== Exercise goal ==
Pull every line holding the string "opened" from the records below.
[Records for the exercise Boundary: Start]
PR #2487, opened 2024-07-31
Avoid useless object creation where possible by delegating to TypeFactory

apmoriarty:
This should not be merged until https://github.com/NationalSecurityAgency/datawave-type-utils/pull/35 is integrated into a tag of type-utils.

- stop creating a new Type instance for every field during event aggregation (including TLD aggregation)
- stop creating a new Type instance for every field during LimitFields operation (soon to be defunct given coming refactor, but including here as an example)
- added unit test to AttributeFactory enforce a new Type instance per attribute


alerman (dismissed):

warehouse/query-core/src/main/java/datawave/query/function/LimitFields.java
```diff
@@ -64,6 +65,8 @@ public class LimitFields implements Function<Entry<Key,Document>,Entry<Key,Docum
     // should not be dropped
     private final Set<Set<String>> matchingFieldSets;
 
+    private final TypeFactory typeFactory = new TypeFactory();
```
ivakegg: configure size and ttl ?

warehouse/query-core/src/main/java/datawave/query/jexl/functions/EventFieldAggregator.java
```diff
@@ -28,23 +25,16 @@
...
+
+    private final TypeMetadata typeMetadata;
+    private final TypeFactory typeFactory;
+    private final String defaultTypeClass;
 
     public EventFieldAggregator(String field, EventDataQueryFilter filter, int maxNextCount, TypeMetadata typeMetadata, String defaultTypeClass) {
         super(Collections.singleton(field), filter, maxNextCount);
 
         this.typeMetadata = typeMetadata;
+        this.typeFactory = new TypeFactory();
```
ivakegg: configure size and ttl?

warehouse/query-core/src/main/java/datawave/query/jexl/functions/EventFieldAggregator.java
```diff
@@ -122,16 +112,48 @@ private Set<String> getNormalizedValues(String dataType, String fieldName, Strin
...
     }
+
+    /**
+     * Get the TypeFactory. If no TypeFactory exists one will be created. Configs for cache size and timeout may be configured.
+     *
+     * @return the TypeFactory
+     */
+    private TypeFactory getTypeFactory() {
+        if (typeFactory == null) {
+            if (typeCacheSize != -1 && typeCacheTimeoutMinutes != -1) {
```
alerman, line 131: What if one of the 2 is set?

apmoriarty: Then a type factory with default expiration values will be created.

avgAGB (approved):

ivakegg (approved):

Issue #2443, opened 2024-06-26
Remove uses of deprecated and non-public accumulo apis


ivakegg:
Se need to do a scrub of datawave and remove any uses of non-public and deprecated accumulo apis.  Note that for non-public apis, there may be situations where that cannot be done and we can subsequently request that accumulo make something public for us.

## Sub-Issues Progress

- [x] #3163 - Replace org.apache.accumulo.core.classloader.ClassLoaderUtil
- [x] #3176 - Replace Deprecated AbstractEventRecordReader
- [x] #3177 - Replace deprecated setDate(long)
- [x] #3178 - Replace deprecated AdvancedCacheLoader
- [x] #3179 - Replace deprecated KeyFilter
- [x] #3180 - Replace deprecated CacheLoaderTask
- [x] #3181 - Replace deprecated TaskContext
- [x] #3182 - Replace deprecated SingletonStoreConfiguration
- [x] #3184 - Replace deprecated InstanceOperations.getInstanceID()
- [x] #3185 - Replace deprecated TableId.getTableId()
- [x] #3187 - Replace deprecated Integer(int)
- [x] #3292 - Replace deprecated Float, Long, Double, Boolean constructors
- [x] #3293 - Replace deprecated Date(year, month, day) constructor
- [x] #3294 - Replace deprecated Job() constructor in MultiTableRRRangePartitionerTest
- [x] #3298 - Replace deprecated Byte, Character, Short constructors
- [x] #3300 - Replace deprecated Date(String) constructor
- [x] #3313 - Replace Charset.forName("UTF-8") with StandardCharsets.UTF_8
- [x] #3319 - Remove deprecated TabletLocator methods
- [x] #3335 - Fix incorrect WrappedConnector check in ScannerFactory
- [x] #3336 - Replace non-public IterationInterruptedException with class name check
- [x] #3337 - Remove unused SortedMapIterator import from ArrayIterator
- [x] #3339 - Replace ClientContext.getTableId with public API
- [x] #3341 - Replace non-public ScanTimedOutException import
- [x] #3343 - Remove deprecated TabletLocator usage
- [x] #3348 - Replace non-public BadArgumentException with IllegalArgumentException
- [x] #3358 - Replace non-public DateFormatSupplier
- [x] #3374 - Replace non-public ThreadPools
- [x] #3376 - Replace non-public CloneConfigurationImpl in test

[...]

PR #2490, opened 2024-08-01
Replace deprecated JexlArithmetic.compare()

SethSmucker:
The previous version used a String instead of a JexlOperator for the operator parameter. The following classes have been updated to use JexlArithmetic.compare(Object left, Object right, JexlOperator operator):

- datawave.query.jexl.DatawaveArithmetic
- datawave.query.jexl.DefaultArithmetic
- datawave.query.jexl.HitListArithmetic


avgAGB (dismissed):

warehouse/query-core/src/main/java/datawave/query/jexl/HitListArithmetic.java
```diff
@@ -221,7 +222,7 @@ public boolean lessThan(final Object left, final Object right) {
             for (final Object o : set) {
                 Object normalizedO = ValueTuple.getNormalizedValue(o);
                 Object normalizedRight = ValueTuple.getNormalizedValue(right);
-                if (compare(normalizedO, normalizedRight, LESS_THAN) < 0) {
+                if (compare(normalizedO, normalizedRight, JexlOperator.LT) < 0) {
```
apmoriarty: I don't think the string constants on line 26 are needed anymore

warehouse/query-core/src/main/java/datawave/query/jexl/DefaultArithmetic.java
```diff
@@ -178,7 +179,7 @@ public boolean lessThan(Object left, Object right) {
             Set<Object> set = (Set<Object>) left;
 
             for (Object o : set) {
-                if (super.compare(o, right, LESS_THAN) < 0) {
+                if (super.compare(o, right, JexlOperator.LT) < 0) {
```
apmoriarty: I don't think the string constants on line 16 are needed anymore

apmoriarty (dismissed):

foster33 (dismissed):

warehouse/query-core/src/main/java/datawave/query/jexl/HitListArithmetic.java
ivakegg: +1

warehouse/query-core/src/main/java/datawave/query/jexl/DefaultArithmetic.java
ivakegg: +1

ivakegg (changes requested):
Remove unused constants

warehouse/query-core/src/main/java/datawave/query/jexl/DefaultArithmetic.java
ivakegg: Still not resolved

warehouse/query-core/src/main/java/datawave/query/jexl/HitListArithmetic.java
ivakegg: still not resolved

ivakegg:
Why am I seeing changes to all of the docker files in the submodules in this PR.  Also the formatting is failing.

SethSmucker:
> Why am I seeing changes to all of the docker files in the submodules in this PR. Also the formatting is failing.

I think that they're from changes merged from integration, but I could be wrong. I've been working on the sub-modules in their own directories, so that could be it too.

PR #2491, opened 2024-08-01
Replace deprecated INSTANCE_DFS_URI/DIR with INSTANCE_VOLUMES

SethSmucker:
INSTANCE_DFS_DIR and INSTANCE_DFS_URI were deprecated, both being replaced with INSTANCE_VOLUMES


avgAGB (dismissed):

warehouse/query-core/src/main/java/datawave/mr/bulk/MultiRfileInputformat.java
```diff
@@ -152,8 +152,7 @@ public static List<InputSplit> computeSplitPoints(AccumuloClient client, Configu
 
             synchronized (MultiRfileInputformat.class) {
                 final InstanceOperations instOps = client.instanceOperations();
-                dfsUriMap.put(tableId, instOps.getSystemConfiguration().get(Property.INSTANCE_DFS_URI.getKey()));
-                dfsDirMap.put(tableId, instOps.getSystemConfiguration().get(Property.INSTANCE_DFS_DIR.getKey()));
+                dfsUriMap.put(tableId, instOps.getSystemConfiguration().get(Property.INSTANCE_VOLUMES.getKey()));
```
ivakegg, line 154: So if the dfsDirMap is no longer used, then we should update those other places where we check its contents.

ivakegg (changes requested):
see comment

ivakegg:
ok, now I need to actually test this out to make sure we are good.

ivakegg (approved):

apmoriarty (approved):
[Records for the exercise Boundary: End]
== Result for this task ==
PR #2487, opened 2024-07-31
Issue #2443, opened 2024-06-26
PR #2490, opened 2024-08-01
PR #2491, opened 2024-08-01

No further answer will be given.